Task prompt. The required output is every record, reproduced exactly.

Source data.
PR #3037, opened 2022-02-11
Help user understand why a clipboard copy failed

labkey-jeckels:
#### Rationale
navigator.clipboard APIs require HTTPS (or localhost, which makes this harder to test). While all servers should be using HTTPS, we can do better by giving feedback to the user

#### Changes
* Detect failure and show helpful text

### DIFF
--- a/pipeline/src/org/labkey/pipeline/status/details.jsp
+++ b/pipeline/src/org/labkey/pipeline/status/details.jsp
@@ -343,7 +343,11 @@
                     },
                     function () {
                         e.target.innerHTML = "Copy failed. Ensure the browser's security policy allows clipboard APIs and the page is using HTTPS.";
-                    });
+                    }).catch(function(error) {
+                        console.log(error);
+                        e.target.innerText = "Copy failed: " + error;
+                    }
+            );
         }
     }
 
--- a/pipeline/src/org/labkey/pipeline/status/details.jsp
+++ b/pipeline/src/org/labkey/pipeline/status/details.jsp
@@ -333,13 +333,17 @@
 
     function copyLogText(e) {
         if (logDataEl) {
-            navigator.clipboard.writeText(logDataEl.innerText).then(function () {
-                let orig = e.target.innerHTML;
-                e.target.innerHTML = "Copied!";
-                setTimeout(function () {
-                    e.target.innerHTML = orig;
-                }, 2000);
-            });
+            navigator.clipboard.writeText(logDataEl.innerText).then(
+                    function () {
+                        let orig = e.target.innerHTML;
+                        e.target.innerHTML = "Copied!";
+                        setTimeout(function () {
+                            e.target.innerHTML = orig;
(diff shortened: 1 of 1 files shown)


labkey-jeckels:
I checked and the other places we're doing clipboard functionality we're not using navigator.clipboard, at least not directly. In some places we're doing the deprecated document.execCommand('copy') and in other places we're using clipboard.js. I was tempted to consolidate but ultimately decided to not venture out that far

labkey-martyp (approved):

pipeline/src/org/labkey/pipeline/status/details.jsp
```diff
@@ -333,13 +333,17 @@
...
+                    function () {
+                        let orig = e.target.innerHTML;
+                        e.target.innerHTML = "Copied!";
+                        setTimeout(function () {
+                            e.target.innerHTML = orig;
+                        }, 2000);
+                    },
+                    function () {
+                        e.target.innerHTML = "Copy failed. Ensure the browser's security policy allows clipboard APIs and the page is using HTTPS.";
+                    });
```
labkey-susanh: There should probably also be a `.catch` block attached after the then. I'm not sure if the same messaging would still be appropriate there (Maybe just "Copy failed. Please check the logs."), but at least logging the error would be helpful. 
```
navigator.clipboard.writeText(logDataEl.innerText).then( 
...
).catch(error -> {
   console.error(error)
   e.target.innerHTML = "Copy failed. So sorry, but have a nice day.";
});
```

labkey-susanh (changes requested):
One request, but this is certainly an improvement.

pipeline/src/org/labkey/pipeline/status/details.jsp
```diff
@@ -333,13 +333,21 @@
...
+                        e.target.innerHTML = "Copied!";
+                        setTimeout(function () {
+                            e.target.innerHTML = orig;
+                        }, 2000);
+                    },
+                    function () {
+                        e.target.innerHTML = "Copy failed. Ensure the browser's security policy allows clipboard APIs and the page is using HTTPS.";
+                    }).catch(function(error) {
+                        console.log(error);
+                        e.target.innerText = "Copy failed: " + error;
```
labkey-susanh, line 348: It seems likely this error message is going to be something fairly incomprehensible to the average user, but it should be a rare occurrence, so I leave it to you to decide whether to remove it or not since the error will get logged.

labkey-susanh (approved):

pipeline/src/org/labkey/pipeline/status/details.jsp
labkey-jeckels: Since it'll be logged to a place that a user is even less likely to find and relay to us, I'm OK keeping it as-is. I suppose I log it as a client exception to mothership. But since it seems unlikely to happen, I'm going to merge.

Answer for this exercise.
PR #3037, opened 2022-02-11
Help user understand why a clipboard copy failed

labkey-jeckels:
#### Rationale
navigator.clipboard APIs require HTTPS (or localhost, which makes this harder to test). While all servers should be using HTTPS, we can do better by giving feedback to the user

#### Changes
* Detect failure and show helpful text

### DIFF
--- a/pipeline/src/org/labkey/pipeline/status/details.jsp
+++ b/pipeline/src/org/labkey/pipeline/status/details.jsp
@@ -343,7 +343,11 @@
                     },
                     function () {
                         e.target.innerHTML = "Copy failed. Ensure the browser's security policy allows clipboard APIs and the page is using HTTPS.";
-                    });
+                    }).catch(function(error) {
+                        console.log(error);
+                        e.target.innerText = "Copy failed: " + error;
+                    }
+            );
         }
     }
 
--- a/pipeline/src/org/labkey/pipeline/status/details.jsp
+++ b/pipeline/src/org/labkey/pipeline/status/details.jsp
@@ -333,13 +333,17 @@
 
     function copyLogText(e) {
         if (logDataEl) {
-            navigator.clipboard.writeText(logDataEl.innerText).then(function () {
-                let orig = e.target.innerHTML;
-                e.target.innerHTML = "Copied!";
-                setTimeout(function () {
-                    e.target.innerHTML = orig;
-                }, 2000);
-            });
+            navigator.clipboard.writeText(logDataEl.innerText).then(
+                    function () {
+                        let orig = e.target.innerHTML;
+                        e.target.innerHTML = "Copied!";
+                        setTimeout(function () {
+                            e.target.innerHTML = orig;
(diff shortened: 1 of 1 files shown)


labkey-jeckels:
I checked and the other places we're doing clipboard functionality we're not using navigator.clipboard, at least not directly. In some places we're doing the deprecated document.execCommand('copy') and in other places we're using clipboard.js. I was tempted to consolidate but ultimately decided to not venture out that far

labkey-martyp (approved):

pipeline/src/org/labkey/pipeline/status/details.jsp
```diff
@@ -333,13 +333,17 @@
...
+                    function () {
+                        let orig = e.target.innerHTML;
+                        e.target.innerHTML = "Copied!";
+                        setTimeout(function () {
+                            e.target.innerHTML = orig;
+                        }, 2000);
+                    },
+                    function () {
+                        e.target.innerHTML = "Copy failed. Ensure the browser's security policy allows clipboard APIs and the page is using HTTPS.";
+                    });
```
labkey-susanh: There should probably also be a `.catch` block attached after the then. I'm not sure if the same messaging would still be appropriate there (Maybe just "Copy failed. Please check the logs."), but at least logging the error would be helpful. 
```
navigator.clipboard.writeText(logDataEl.innerText).then( 
...
).catch(error -> {
   console.error(error)
   e.target.innerHTML = "Copy failed. So sorry, but have a nice day.";
});
```

labkey-susanh (changes requested):
One request, but this is certainly an improvement.

pipeline/src/org/labkey/pipeline/status/details.jsp
```diff
@@ -333,13 +333,21 @@
...
+                        e.target.innerHTML = "Copied!";
+                        setTimeout(function () {
+                            e.target.innerHTML = orig;
+                        }, 2000);
+                    },
+                    function () {
+                        e.target.innerHTML = "Copy failed. Ensure the browser's security policy allows clipboard APIs and the page is using HTTPS.";
+                    }).catch(function(error) {
+                        console.log(error);
+                        e.target.innerText = "Copy failed: " + error;
```
labkey-susanh, line 348: It seems likely this error message is going to be something fairly incomprehensible to the average user, but it should be a rare occurrence, so I leave it to you to decide whether to remove it or not since the error will get logged.

labkey-susanh (approved):

pipeline/src/org/labkey/pipeline/status/details.jsp
labkey-jeckels: Since it'll be logged to a place that a user is even less likely to find and relay to us, I'm OK keeping it as-is. I suppose I log it as a client exception to mothership. But since it seems unlikely to happen, I'm going to merge.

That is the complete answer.